Issue #1988, opened 2026-08-07
A head commit created through the API with the Actions token spawns zero check suites, so an approved PR holds at BLOCKED forever and reads as reviewer bandwidth


cagataycali:
## Summary

AGENTS.md step 8 says `mergeStateStatus` is the field to trust, and describes its values as
`BLOCKED` **while the required check runs**, then `UNSTABLE` or `CLEAN`. That sentence assumes
the required check will run. When the head commit was created through the GitHub API with the
Actions `GITHUB_TOKEN`, it never does, and `BLOCKED` is terminal rather than transient.

GitHub suppresses workflow triggers for events attributed to `GITHUB_TOKEN`, to stop a workflow
re-triggering itself. A commit written with `createCommitOnBranch` or `PUT .../contents/{path}`
under that token therefore produces **no `push`, no `synchronize`, and no check suite at all** -
not a queued one, not a failing one. The repository's one required context,
`call-test-lint / Test and Lint`, has nothing to report, so the ruleset is never satisfied.

## Measured on #1987

Every commit pushed from a clone got a full suite. The one written through the API got none:

| commit | committer | `checkSuites.totalCount` |
|---|---|---|
| `b8a50a54` | clone | 10 |
| `e8afa76a` | clone | 12 |
| `7b0b53e7` | clone | 12 |
| `b10f4dce` | clone | 13 |
| `a3f3e3f6` | API | **0** |

At `a3f3e3f6` the PR read `reviewDecision: APPROVED` (a review by a *different* account,
post-dating the head, so `require_last_push_approval` was satisfied), `mergeable: MERGEABLE`,
zero unresolved threads - and `mergeStateStatus: BLOCKED`, with `statusCheckRollup: null`.

Nothing in that payload names a cause. It is indistinguishable from a PR whose required check is
still queued, which is why the honest reading of it two cycles running was "waiting on CI" - a
gate that could not move being polled as though it would.

## Why it is expensive

The two obvious remedies both cost more than the bug:

- **Re-push the tree with `PAT_TOKEN`.** This triggers `synchronize`, but
  `dismiss_stale_reviews_on_push` drops the existing approval in the same motion, buying a full
  re-approval round that reviews no changed behaviour.
- **Re-run the checks.** There is no suite to re-run - `totalCount` is `0`, not a red suite - and
  `pr-and-push.yml` has no `workflow_dispatch`, so there is no run to dispatch either.

## The cheap remedy

[...]

Issue #1917, opened 2026-08-03
process: the documented merge gate is viewer-scoped - the Actions token reads BLOCKED forever on any PR that edits .github/workflows/**, and it presents as reviewer bandwidth


cagataycali:
`AGENTS.md` > PR Workflow > step 8 prescribes the merge gate as: poll the required contexts' own conclusions and `mergeStateStatus == CLEAN` together, and says of `mergeStateStatus` that it "is the field that already accounts for the required set, which is why it is the one to trust".

That instruction is correct about the field and silent about the reader. `mergeStateStatus` answers *can the viewer merge this pull request*, so it is scoped to the token that asks - and this agent asks with the Actions `GITHUB_TOKEN` by default. On a pull request that edits `.github/workflows/**` that token can never read anything but `BLOCKED`, however ready the PR is, because an installation token is refused writes to workflow files and therefore genuinely cannot perform the merge.

## Measured

A natural control pair from today, both approved, both with zero unresolved threads and `call-test-lint / Test and Lint` = `SUCCESS`, read minutes apart:

| PR | edits `.github/workflows/**` | `GITHUB_TOKEN` reads | `PAT_TOKEN` reads | truth |
|---|---|---|---|---|
| #1915 | yes (`pr-and-push.yml`) | `BLOCKED` | `CLEAN` | merged clean as `f4dfde6` |
| #1902 | no | `CLEAN` | `CLEAN` | merged clean as `6cf0470` |

On #1915 the two reads were issued back to back at the same instant, and the bot's `BLOCKED` was stable across three polls spanning several minutes, ~45 minutes after the approval landed. `mergeable` agreed (`MERGEABLE`) for both tokens on both PRs - it is only the *state* that diverges, which fits: text-conflict is viewer-independent, mergeability-by-you is not.

## Mechanism, isolated to one variable

Same token, same scratch branch, same instant, via `PUT /repos/{owner}/{repo}/contents/{path}`:

| path written | `GITHUB_TOKEN` | `PAT_TOKEN` |
|---|---|---|
| `zz_probe.txt` | created | - |
| `.github/workflows/zz_probe.yml` | `Resource not accessible by integration` | created |

The token that can write an ordinary file in the same commit series is refused the workflow path. So `BLOCKED` is not a bug and not staleness - it is the honest answer to the question the field asks, addressed to a viewer who cannot merge that particular diff.

## Two ways this misleads, both silent

[...]

PR #2579, opened 2026-08-21
ci: name the ruleset rule a blocked pull request has left unsatisfied

### LINKED ISSUE #2578: process: `mergeStateStatus: BLOCKED` names none of the six rules it stands for, so an author-clearable obligation reads as reviewer bandwidth
## Summary

`mergeStateStatus: BLOCKED` (and REST's `mergeable_state: blocked`) is one word for at least six unrelated situations and names none of them. The rule that is actually unsatisfied is what decides *who owes the next action*, so collapsing them loses the only fact a triage pass needs.

This repository has now recorded four separate causes of the same presentation, three of them under their own issues, and each was diagnosed by hand:

| cause | issue | who clears it |
|---|---|---|
| `require_last_push_approval` satisfied by nobody but the pusher | #1905 | a reviewer other than the pusher |
| the Actions token cannot merge a workflow edit, so it can never read anything but `BLOCKED` | #1917 | re-read with `PAT_TOKEN` |
| a head written through the API spawns zero check suites, so the required context never reports | #1988 | a maintainer, by reopening |
| an unresolved review thread on an approved, green pull request | this issue | **the author** |
| the cached state is simply stale | this issue | **anyone, by retrying** |

The last two are the ones with no detection at all, and both are cheap to get wrong in the expensive direction: they look like waiting on a reviewer, so a scheduled author-side pass correctly declines to merge and reports the pull request as blocked on someone else.

## Evidence, measured 2026-08-21

Both approved, both with every check green, both idle after approval on an obligation that was not a reviewer's:

| PR | approved | merged | idle | actually unsatisfied | who could clear it |
|---|---|---|---|---|---|
| #2566 | 16:39 | 17:10 | 31 min | one unresolved review thread | the author |
| #2574 | 16:25 | 17:10 | 45 min | nothing - a stale computation | anyone, by retrying |

**#2566.** `GET /repos/strands-labs/robots/rules/branches/main` carries `pull_request.required_review_thread_resolution: true`. The pull request read `blocked` purely because one thread was open - a thread whose fix had already landed, whose last comment was the author's, and which the reviewer had approved *past*. Resolving it flipped `blocked` to `clean` on the next read. Nothing on the pull request said the thread was the blocker.

**#2574.** APPROVED, 12 checks SUCCESS, **zero** review threads, and `strict_required_status_checks_policy: false` so being behind the base is irrelevant. Both GraphQL and REST reported `blocked`. `mergePullRequest` refused with `Pull Request is not mergeable`, which names nothing. `PUT /repos/{owner}/{repo}/pulls/2574/merge` then succeeded on the first attempt with no state having changed in between:

```
{"sha": "207f4e0d08d5f6e2465f91f5983308c35f72291c", "merged": true,
 "message": "Pull Request successfully merged"}
```

Two things follow that are worth keeping regardless of what gets built: **a merge attempt is cheap and self-verifying**, so `BLOCKED` with no unsatisfied rule is not a reason to wait; and **REST's refusal names the unmet requirement while the GraphQL mutation's does not**, so REST is the right surface to attempt on.

## Why this is not fixed by what already exists

`scripts/check_last_push_approval.py` answers exactly one rule, deliberately, and neither of the two cases above is that rule - so it reports `satisfied` on both. It is the right shape and the wrong scope.

## Proposed remedy

One missing read, no new policy and no new gate: **read the ruleset and name which of its rules is unsatisfied**, rather than inferring. That distinguishes "waiting on a reviewer" from "waiting on the author" from "waiting on nothing", which is the fact both cases above needed and neither had.

Specifically, a check that reports, per pull request, each unsatisfied rule together with the party who can clear it:

- a conflict, an unresolved thread (with its count), or a failing required check -> the author
- a missing approval -> any reviewer
- an approval only its own pusher supplied -> a different reviewer (defer to #1905's check, do not restate it)
- a required check absent because a fork run is held at `action_required` -> a maintainer
- a required check still running -> nobody
- no unsatisfied rule at all -> anyone, by attempting the merge

A conflict or a draft should be reported as *gating*: the rules behind it cannot be assessed, so an approval there is necessary but not sufficient. #1905 records that distinction being lost as its own failure ("an approving review is necessary but no longer sufficient").

Reading the ruleset rather than hardcoding it also keeps the report honest as settings change, and lets a rule the branch carries but the check cannot answer be named as such - `require_code_owner_review` (vacuous here, there is no CODEOWNERS file) and `require_extra_approval_for_unattributed_changes` are both set on `main` today and neither is answerable from pull request fields.

Not a gate, and not in the required set: the remedy for most of these is somebody else's action, and a gate whose remedy is "find another human" sits red on a branch that has done nothing wrong. Reporting is the useful part.

Related: #1905, #1917, #1988, #2566, #2574.

cagataycali:
## What this changes

Adds `scripts/check_merge_blockers.py`, which reads the branch ruleset and names every rule a pull request leaves unsatisfied, together with the party who can clear it. Nothing is gated and no policy changes.

Closes #2578.

## Why

`mergeStateStatus: BLOCKED` is one word for at least six unrelated situations and names none of them. The rule that is actually unsatisfied is what decides *who owes the next action*, so collapsing them loses the only fact a triage pass needs. Two pull requests measured 2026-08-21, both approved and green, both idle after approval on obligations that were not a reviewer's:

| PR | approved | merged | idle | actually unsatisfied | who could clear it |
|---|---|---|---|---|---|
| #2566 | 16:39 | 17:10 | 31 min | one unresolved review thread | the author |
| #2574 | 16:25 | 17:10 | 45 min | nothing - a stale computation | anyone, by retrying |

#2566 sat on `required_review_thread_resolution`, on a thread whose fix had already landed and which the reviewer had approved *past*. #2574 had zero threads and twelve green checks; `mergePullRequest` refused with `Pull Request is not mergeable`, naming nothing, and the REST merge then succeeded on the first attempt with no state having changed in between.

This repository has now recorded four causes of the same presentation - #1905 (pusher-only approval), #1917 (viewer-scoped token), #1988 (zero check suites), and these two. Each was diagnosed by hand. `check_last_push_approval.py` answers exactly one of them, deliberately, and reports `satisfied` on both cases above: right shape, wrong scope.

## Verdicts on the live queue

Run against all open pull requests, which is the discrimination the change exists for:

```
| pull request | unsatisfied rule(s)                      | owed by      |
| #1035        | merge-conflict, pusher-only-approval     | the author   |
| #1722        | merge-conflict, missing-approval          | the author   |
| #2480        | required-check-pending, missing-approval  | any reviewer |
| #2497        | missing-approval                         | any reviewer |
| #2534        | missing-approval                         | any reviewer |
```

This matches the independent measurement recorded on #1905 on 2026-08-21 (seven awaiting first review, two `DIRTY`), and separates the two rows that no amount of reviewing clears from the seven that a single reviewer clears each.

## Design notes

**The ruleset is read, not hardcoded.** A rule changed in repository settings cannot drift from the report, a rule the branch does not carry is never named as a blocker, and a rule the branch *does* carry but this check cannot answer is named as unevaluated rather than silently dropped. `require_code_owner_review` (vacuous here - there is no CODEOWNERS file) and `require_extra_approval_for_unattributed_changes` are both set on `main` today and neither is answerable from pull request fields.

**Precedence is explicit.** A conflict or a draft is *gating*: the rules behind it cannot be assessed, so the report names one next action instead of a set the reader has to order. #1905 records losing that distinction as its own failure ("an approving review is necessary but no longer sufficient"). Conversely a blocker owed by nobody, such as a check still running, never masks one owed by a person - #2480 is answerable by a reviewer now, and reporting it as owed by nobody would park it.

**`require_last_push_approval` is not re-derived.** That rule, and the semantics of what counts as a current approval (per author, their most recent review that expresses a position, so `COMMENTED` is not a retraction), belong to `check_last_push_approval.py`. This check needs the same primitive to count approvals at all, so it imports it rather than restating it - the repository's own rule for a guard that acquires a second caller (Key Conventions 11). A test asserts the functions are defined in that module, so a future copy-paste fails rather than drifting.

**Not a gate, and not in the required set.** The remedy for most outcomes is somebody else's action, and a gate whose remedy is "find another human" sits red on a branch that has done nothing wrong. No workflow is added either: a report-only check in the same rollup as the required set makes a branch read as broken, which #1905 already complains about. This is a scan-time caller, the same shape as `--all-open` on the sibling.

**The stale-state outcome carries its own caveat.** An Actions installation token reads `blocked` on any pull request touching `.github/workflows/**` whatever the rules say (#1917), so `no-unsatisfied-rule` prints the instruction to re-read with a personal access token before concluding the state is stale. Without that, this check would manufacture the very false reading it exists to prevent.

## Testing

`tests/test_merge_blockers.py`, 59 tests. Fixtures are the real observations, not invented ones: the measured ruleset payload verbatim, and the three-case control where one varied input each produces three different owners. Also pinned - the required check's failing/pending/absent split by who clears it, an outdated thread not being counted, a GraphQL error raising rather than reporting zero threads (which would be a silent pass on the exact rule #2566 was blocked by), a re-run that succeeded not retiring a failing sibling, ASCII-only report strings, and the exit-status contract.

Two bugs were caught by these tests while writing them and are fixed here: the pusher's own approval was discounted even when the branch does not carry `require_last_push_approval`, which invented a blocker; and the sweep applied precedence in one renderer and not the other.

`check_merge_blockers.py` is registered in `_NAMES_REPOSITORY` in `tests/test_duplicate_claim_check.py`, since it reads `$GITHUB_REPOSITORY` and so must declare the flag that names one.

```
pytest tests/test_merge_blockers.py                                             59 passed
pytest <all AGENTS.md-reading process graders>                                 388 passed
pytest tests/test_{merge_blockers,last_push_approval,duplicate_claim_check}.py 171 passed
mypy scripts/check_merge_blockers.py                                           no issues
ruff check / ruff format --check                                               clean
python3 scripts/assemble_changelog.py --check                                  OK
```

The remaining suite failures in this environment are missing optional heavy dependencies (`lerobot`, `mujoco`, `psutil`, `serial`). Verified pre-existing by running the same subset on a clean checkout of `main`: 37 failed / 127 passed both with and without this change.

AGENTS.md records the two new causes and the invocation in the PR Workflow step that already enumerates the others, since a decision recorded only in a comment is not durable.

### DIFF
--- a/AGENTS.md
+++ b/AGENTS.md
@@ -948,6 +948,52 @@ hatch run format            # ruff check --fix, ruff format
    still `APPROVED`, nine suites queued including the required one. #1988 has the
    full account.
 
+   **Two further causes need no second token, and one needs nothing at all.**
+   `mergeStateStatus` is one word for at least six situations and names none of
+   them, so the rule that is actually unsatisfied has to be read separately.
+   Measured 2026-08-21, both approved and green, both idle after approval because
+   a scheduled pass read `BLOCKED` and concluded the next move was a reviewer's:
+
+   | PR | approved | merged | idle | actually unsatisfied | who could clear it |
+   |---|---|---|---|---|---|
+   | #2566 | 16:39 | 17:10 | 31 min | one unresolved review thread | the author |
+   | #2574 | 16:25 | 17:10 | 45 min | nothing - a stale computation | anyone, by retrying |
+
+   #2566 sat on `required_review_thread_resolution`, which the ruleset carries:
+   one thread was open, its fix had already landed, and the reviewer had approved
+   *past* it. Resolving it flipped `blocked` to `clean` on the next read. #2574 had
+   zero threads and twelve green checks, and `blocked` was simply stale -
+   `mergePullRequest` refused with `Pull Request is not mergeable`, naming nothing,
+   and `PUT /repos/{owner}/{repo}/pulls/{n}/merge` then succeeded on the first
+   attempt with no state having changed in between.
+
+   Two consequences worth keeping. **A merge attempt is cheap and self-verifying**,
+   so `BLOCKED` on a pull request with no unsatisfied rule is not a reason to wait;
+   and **prefer REST for the attempt**, because its refusal names the requirement
+   that is unmet while the GraphQL mutation's does not.
+
+   Rather than infer which of these is operating, read it:
+
+   ```
+   python3 scripts/check_merge_blockers.py --repo strands-labs/robots --pr <N>
+   python3 scripts/check_merge_blockers.py --repo strands-labs/robots --all-open
+   ```
+
+   It reads the branch ruleset - so a rule that is changed in settings cannot
+   drift from this file - and names every rule the pull request leaves
+   unsatisfied together with the party who can clear it: a conflict or an
+   unresolved thread or a failing check (the author), a missing approval (any
+   reviewer), an approval only its own pusher supplied (a different reviewer,
+   per #1905), a required check absent because a fork run is held at
+   `action_required` (a maintainer), a check still running (nobody), or no
+   unsatisfied rule at all, which is the #2574 case and the one worth saying out
+   loud. A conflict or a draft is reported as *gating*: the rules behind it
+   cannot be assessed, so an approval there is necessary but not sufficient.
+
+   It composes `check_last_push_approval.py` rather than restating it, so what
+   counts as a current approval has one owner. Neither script gates a merge.
+   Pinned by tests/test_merge_blockers.py.
+
    This is worth the words because the failure mode is silent and expensive in the
    opposite direction from the usual one. Treating an advisory red as a merge
    blocker does not look like a mistake; it looks like diligence, and it costs a
--- a/changelog.d/2578-name-the-unsatisfied-merge-rule.md
+++ b/changelog.d/2578-name-the-unsatisfied-merge-rule.md
@@ -1,0 +1,15 @@
+### Added: a blocked pull request's report names the rule it left unsatisfied
+
+`scripts/check_merge_blockers.py` reads the branch ruleset and names every rule a
+pull request leaves unsatisfied, together with the party who can clear it -- a
+conflict, an unresolved review thread or a failing check (the author), a missing
+approval (any reviewer), an approval only its own pusher supplied (a different
+reviewer), a required check held at `action_required` (a maintainer), a check
+still running (nobody), or no unsatisfied rule at all, which means the state is
+stale and the merge is worth attempting.
+
+`mergeStateStatus: BLOCKED` is one word for all of these and names none of them,
+so two approved and green pull requests sat idle after approval on obligations
+their own authors could have cleared. Takes `--pr` for one pull request or
+`--all-open` to sweep the queue; composes `check_last_push_approval.py` so what
+counts as a current approval keeps one owner, and gates nothing.
--- a/scripts/check_merge_blockers.py
+++ b/scripts/check_merge_blockers.py
@@ -1,0 +1,882 @@
+#!/usr/bin/env python3
+"""Name the branch-ruleset rule a blocked pull request has left unsatisfied.
+
+Why this exists
+---------------
+``mergeStateStatus: BLOCKED`` is one word for at least six unrelated
+situations, and it names none of them. The rule that is actually unsatisfied
+decides who owes the next action, so collapsing them loses the only fact a
+triage pass needs. Three cases measured in this repository on 2026-08-21, all
+reading ``blocked``, all needing different people:
+
+===========  ==========================================  ====================
+pull request what was actually unsatisfied               who could clear it
+===========  ==========================================  ====================
+#2566        one unresolved review thread, whose fix     **the author**
+             had already landed and which the reviewer
+             had approved past
+#2574        nothing at all -- the ``blocked`` was a      anyone, by retrying
+             stale computation, and the merge succeeded
+             on the first attempt with no state change
+#2497        no approving review yet                     any reviewer
+===========  ==========================================  ====================
+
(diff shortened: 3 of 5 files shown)


yinsong1986 (approved):
## Summary

Adds `scripts/check_merge_blockers.py`, a report-only diagnostic that reads the branch ruleset (`GET /repos/{owner}/{repo}/rules/branches/{ref}`) and names every rule an open pull request leaves unsatisfied, together with the party who can clear it — separating the author-clearable states (conflict, draft, failing check, unresolved thread) and the stale-computation state (#2574) from the ordinary waiting-on-review state, all of which read identically as `mergeStateStatus: BLOCKED`. The evaluation core is pure and pinned by 59 tests whose fixtures are the measured ruleset payload and the live pull requests cited in the description; the transport-touching resolvers are exercised through monkeypatched fakes. The design follows the repository's own rules where it matters: approval semantics are imported from `check_last_push_approval.py` rather than restated (Key Conventions 11, with a test that fails on a future copy), the script is registered in `_NAMES_REPOSITORY` for the `$GITHUB_REPOSITORY` inference hazard, report strings are pinned ASCII-only, a lookup failure exits 0 rather than accusing a branch, and nothing is gated. AGENTS.md and the changelog fragment record the two new measured causes durably. No security, crash, data-loss, or one-way-door concerns found in the diff.

## What's good

- The `no-unsatisfied-rule` outcome prints the #1917 token caveat inline, so the check cannot manufacture the false stale-state reading it exists to prevent — and a test pins that.
- Rules the branch carries but the check cannot answer (`require_code_owner_review`, `require_extra_approval_for_unattributed_changes`) are named as unevaluated rather than silently passed.
- A GraphQL error on the thread query raises instead of reporting zero unresolved threads, which would have been a silent pass on exactly the rule #2566 was blocked by.
- Precedence (gating conflict/draft vs. parallel blockers) routes both renderers and both warning paths through one `primary()`, closing the drift the author reports catching while writing the tests.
++++
• [TASK REQUIREMENTS]: An exact, complete copy of the lines above from the one with "check still running (nobody), or no" through the one with "This is worth" is the whole answer.

• [OUTPUT BELOW]:
+   `action_required` (a maintainer), a check still running (nobody), or no
+   unsatisfied rule at all, which is the #2574 case and the one worth saying out
+   loud. A conflict or a draft is reported as *gating*: the rules behind it
+   cannot be assessed, so an approval there is necessary but not sufficient.
+
+   It composes `check_last_push_approval.py` rather than restating it, so what
+   counts as a current approval has one owner. Neither script gates a merge.
+   Pinned by tests/test_merge_blockers.py.
+
    This is worth the words because the failure mode is silent and expensive in the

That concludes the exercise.